If you mean: what prevents scaling up laser weapons? Well, nothing. You can build laser main batteries, and some lower-tech factions like humanity do. Heavy lasers are also still in use as ground-based batteries. The total limitation of the number and power of weapons mounts on your ship is going to be a combination of physical size, weight, power transmission infrastructure and cost. The logic behind having separate main batteries and point-defense weaponry is that you can usually have several point-defense mounts for the same cost and ship infrastructure as a single main battery, and when the goal is to engage a larger number of smaller targets, that's a practical benefit.Cthulhu wrote: ↑Wed Dec 15, 2021 5:24 pm1. What is the limiting factor for the Loroi (point-defense) laser cannons' damage output? Focusing, materials, power conversion, emitter strength, or just the unwillingness to invest too much effort into a largely obsolete technology? Then, why not switch to blasters?
If you mean: what prevents endlessly dialing up the power setting of point-defense lasers by pumping more power into them? A laser emitter is not an unlimited energy spigot. Any mechanism is going to going to have a maximum rated power past which components will start to fail. I'm not a mechanical engineer from 2202, so I'm wary of speculating on exactly which components will fail at what power loads, but I think it's reasonable to suppose that higher power will require a larger and more robust (and more expensive) mechanism.
The reason why lasers see limited use among the major combatants as ship-to-ship weapons is that they are relatively easy to defeat with reflective or ablative armor layers. The reasons why the Loroi still use them are mainly that a) they're a flexible utility weapon, able to strike through atmosphere or through deflector screens at unarmored vulnerable points, and b) they're a home-grown technology that the Loroi have a lot of experience with and confidence in, unlike the foreign technologies of particle blasters and plasma foci. The Loroi laser autocannons are very efficient and a bit overpowered for what they do (so that they can still penetrate small targets with anti-laser armor), which the Loroi like because it gives them extra range to be used offensively against hypothetical weak points on larger targets or against ground targets. If you could somehow double or triple laser autocannon power, that would be nice, but I doubt it would be a game-changer.
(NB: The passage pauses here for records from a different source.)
PR #32, opened 2017-10-27
Support for assessment format version

### LINKED ISSUE #31: Support for assessment format version: stage 1 (p-a-m)
This is part of a greater change that needs to be done in all three codebases in 3 stages:

  * [ ] 1. **modules** (this ticket),
  * [ ] 2. preupgrade-assistant ([#335][s2]),
  * [ ] 3. redhat-upgrade-tool ([#31][s3]).

  [s2]: https://github.com/upgrades-migrations/preupgrade-assistant/issues/335
  [s3]: https://github.com/upgrades-migrations/redhat-upgrade-tool/issues/31

Below is the complete description:

---

Assessment, as a data object does not currently have any concept of versioning.  Any tools that further work with it (redhat-upgrade-tool, preupg-kickstart-creator, preupg UI...) simply have to assume that they "understand" the data.

The solution is to introduce assessment format version.   The flow is:

 *  Module set declares its abability to produce assessment in version $V.  This can be done
    by means of key/value pair in properties.ini

        assessment_format_version = 0.1

 *  Assisstant launches modules and passes this information as part of assessment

The fundamental limitation on jump accuracy is that for the TL10-11 combatants, ships are blind in hyperspace and so can't make course corrections. This means that even if the curvature of hyperspacetime was perfectly smooth, there would be a fundamental limit to effective range because everything depends on the initial conditions. There will be a limit to how accurately you can measure your ship's course and position relative to all the nearby masses, and that uncertainty will govern the probability of success. The fact that hyperspacetime is not perfectly smooth only adds to this uncertainty... like shooting a billiards ball on a fabric-surface pool table versus a hard tabletop. The maximum safe range between two points will vary depending on the number, location and size of other masses in the vicinity, so it will be different for each circumstance, and what probability of failure you consider "safe."Cthulhu wrote: ↑Wed Dec 15, 2021 5:24 pm2. A similar case, do other factors, aside from the "uncertainty of hyperspace", limit jump range ? Maybe there's an upper limit to jump field generator power intake or output as well? Or is the hyperspace itself the limiting factor? What's the longest jump that was ever attempted, by Humans or Loroi?
If you're looking for a technology to extend jump range, some kind of sensor system that can operate while in hyperspace is what's needed. That's what's meant by the "hyperspace metrics" entry in the tech level chart.
Being able to understand a foreign technology and being able to reproduce it on an industrial scale are not necessarily the same thing. As a general rule, the Umiak are a little bit ahead of the Loroi in their materials technologies, and so there are Umiak systems that the Loroi can't reproduce exactly, but also vice-versa. In this case, the Floater Drive outperforms the Plastron Drive in terms of maximum output, which is what the Loroi want, while the Plastron drive is more efficient, which is what the Umiak want. The compact, blob shapes of Umiak vessels are suited to a field that covers the whole ship, while the lanky Loroi ship designs are not. The large vanes that stick out the back of Floater Drives are (comparatively) fragile, which the Umiak don't like, especially since the Loroi have accurate screen-piercing secondary batteries.